## Task:
Keep only those lines of the records that include the string "guess".

BEGIN Material provided

PR #596, opened 2022-09-16
use %w to wrap the errors

SVilgelm:
Update all usage of the `fmt.Errorf` to use `%w` instead of `%s` or `%v` for the wrapped errors

### DIFF
--- a/jsoninfo/unmarshal.go
+++ b/jsoninfo/unmarshal.go
@@ -25,7 +25,7 @@ type ObjectDecoder struct {
 func NewObjectDecoder(data []byte) (*ObjectDecoder, error) {
 	var remainingFields map[string]json.RawMessage
 	if err := json.Unmarshal(data, &remainingFields); err != nil {
-		return nil, fmt.Errorf("failed to unmarshal extension properties: %v (%s)", err, data)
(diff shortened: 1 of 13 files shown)


fenollp:
I guess tests can be fixed with `errors.Is`.

How can we lint for this? So CI can look for these cases.

SVilgelm:
> I guess tests can be fixed with `errors.Is`.

yeah, I will fix the errors in the unit tests

> How can we lint for this? So CI can look for these cases.

I remember there was a linter for this in golangci-lint, I will check and add to the workflows

SVilgelm:
@fenollp I have fixed the test by using `require.EqualError` that compares an error with a string. We cannot use `errors.Is|As` because Is function can compare the dedicated types only, Is returns false for two errors with same text: https://go.dev/play/p/DrWaY0cQQDx

second, I found `https://github.com/polyfloyd/go-errorlint`, it can validate the usage of %w: `non-wrapping format verb for fmt.Errorf. Use `%w` to format errors`. But the linter found bunch of different errors, like `comparing with == will fail on wrapped errors. Use errors.Is to check for a specific error` or `type assertion on error will fail on wrapped errors. Use errors.As to check for specific errors`, I will prepare another PR to fix all those issues and integrate the linter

END Material provided

## Task output:
I guess tests can be fixed with `errors.Is`.
> I guess tests can be fixed with `errors.Is`.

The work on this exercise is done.